Metadata-Version: 2.1
Name: threads-arg
Version: 0.1.0
Summary: Highly scalable inference of ancestral recombination graphs (ARGs)
Author: Threads Developers
Classifier: Development Status :: 4 - Beta
Classifier: License :: OSI Approved :: GNU General Public License v3 or later (GPLv3+)
Classifier: Programming Language :: Python :: 3 :: Only
Classifier: Programming Language :: Python :: 3.8
Classifier: Programming Language :: Python :: 3.9
Classifier: Programming Language :: Python :: 3.10
Classifier: Programming Language :: Python :: 3.11
Classifier: Programming Language :: Python :: 3.12
Requires-Python: >=3.8
Requires-Dist: click
Requires-Dist: xarray
Requires-Dist: h5py
Requires-Dist: pandas
Requires-Dist: numpy<2.0
Requires-Dist: tszip
Requires-Dist: arg-needle-lib
Requires-Dist: cyvcf2
Requires-Dist: ray
Requires-Dist: pgenlib==0.83.0
Requires-Dist: pytest; extra == "dev"
Provides-Extra: dev
Description-Content-Type: text/markdown

# Threads

Highly scalable inference of ancestral recombination graphs (ARGs)

## Installation

```sh
pip install threads_arg
```

## Usage

### ARG inference

You will need

- genotypes in pgen format
- list of variants in bim or pvar format (with the same prefix as the pgen)
- genetic map with 4 columns: Chromosome, SNP, cM, bp
- demography file with two columns: generations in the past, effective population size in haploids

Minimal usage using the provided example data:

```sh
threads infer \
    --pgen example/example_data.pgen \
    --map_gz example/example_data.map \
    --demography example/Ne10000.demo \
    --out example/example_data.threads

threads convert \
    --threads example/example_data.threads \
    --argn example/example_data.argn
```

This will write a `.threads` file to `path/to/output.threads`.

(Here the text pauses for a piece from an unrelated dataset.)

PR #2107, opened 2023-08-24
Fix primary port binding issue in 1.12

joseph-henry:
The issue was that with the introduction of the new HTTP control plane we were already binding our TCP listen socket before asking the Binder to do the same. When the Binder would inevitably fail it would also take down the UDP listen sockets. I also added an IPv6 listen socket to the control plane.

`threads infer` accepts more options:

```sh
threads infer \
    --pgen path/to/input.pgen \
    --map_gz path/to/genetic_map.gz \
    --demography path/to/demography \
    --out path/to/output.threads \
    --modality [wgs|array] (default: wgs) \
    --query_interval (default: 0.01) \
    --match_group_interval (default: 0.5) \
    --max_sample_batch_size (default: None) \
    --mutation_rate (default: 1.4e-8) \
    --region 1234-56789 (default: whole region, end-inclusive) \
    --num_threads 8 (default: 1)
```

`--modality array` can be set for inference from arrays. 

`--query_interval` and `--match_group_interval` can be raised to save memory for inference over long genomic regions, this will have little impact on accuracy, especially for sparse variants. 

The HMM mutation rate can be set with `--mutation_rate`. This defaults to a realistic human rate of `1.4e-8` per site per generation.

Specifying a `--region start-end` means the output ARG is truncated to those base-pair coordinates (end-inclusive). The whole input set will still be used for inference.

Parallelism can be enabled by specifying `--num_threads`

### ARG conversion

`.threads` files can be converted to `.argn` and `.tsz` using

```sh
threads convert \
    --threads arg.threads \
    --argn arg.argn
```

and

```sh
threads convert \
    --threads arg.threads \
    --tsz arg.tsz
```

### Phasing/imputation/variant mapping

These functions are in an experimental stage and will be released later.